Each line from the one containing "Resolves #241" through the end of the entries below should be transcribed exactly, and no other line.

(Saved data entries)
━━━━━━

PR #242, opened 2021-08-02
Add overpaint support to geometry exporters

### LINKED ISSUE #241: Add overpaint support to geometry exporters
It would be nice to add overpaint support to geometry exporters. The overpaint data similar to the transparency data already used in the exporters.

sukolsak:
Resolves #241


dsehnal (approved):
Looks good, thanks!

━━━━━━

EXERCISE ANSWER:
Resolves #241


dsehnal (approved):
Looks good, thanks!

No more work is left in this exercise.